Но в России постоянно проходили публичные дискуссии, начиная с перестройки и до сих пор, есть масса свободных мнений, наряду с им противоречащими… Может быть, следует говорить о дискуссии, подразумевающей какую-то новую моральную ответственность участников?

— В России действительно идут дискуссии. Само место, где мы находимся, — хороший пример этого.

Да, «Мемориал» уникален.

— Важно то, что встреча с прошлым лицом к лицу не происходит у вас на национальном уровне. Руководители страны в ней не участвуют. Конечно, существуют уже мемориалы ГУЛАГу, разнообразные памятные музеи, но национальное руководство не включается в эти дискуссии, оно всего лишь их дозволяет. А это в первую очередь ответственность политических лидеров. В России они все же сами являются продолжением своеобычного прошлого и поэтому не решаются на такую ответственность.

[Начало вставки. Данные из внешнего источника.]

Issue #326, opened 2022-09-13
Recommended connectors are not listed first in card view


dyaffe:
**Problem**
We have a "recommended field" that we use to order connectors which we show in the UI and the new card-based implementation is ignoring them.

travjenkins:
Yes... we never implemented this. We need to discuss requirements and stuff. I'll change this over to an enhancement.

dyaffe:
That's not true, it has always been there.  You can verify that it has when you select a connector and then check the drop down in the UI.  You will see that the drop down is ordered with the recommended field so this should not be an enhancement.  It is taking away functionality that previously existed.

Беседовали Михаил Немцев и Ирина Чечель


Примечания

1. Адлер Н. Сохраняя верность партии. Коммунисты возвращаются из ГУЛАГа / Пер. И. Лойко. М.: РОССПЭН, 2013. (Серия «История сталинизма»)
2. Русский перевод: Эткинд А. Кривое горе: Память о непогребенных / Авториз. пер. с англ. В. Макарова. М.: Новое литературное обозрение, 2016. Оригинальное издание: Etkind A. Warped Mourning: Stories of the Undead in the Land of the Unburied. Stanford, CA: Stanford University Press, 2013. 328 p.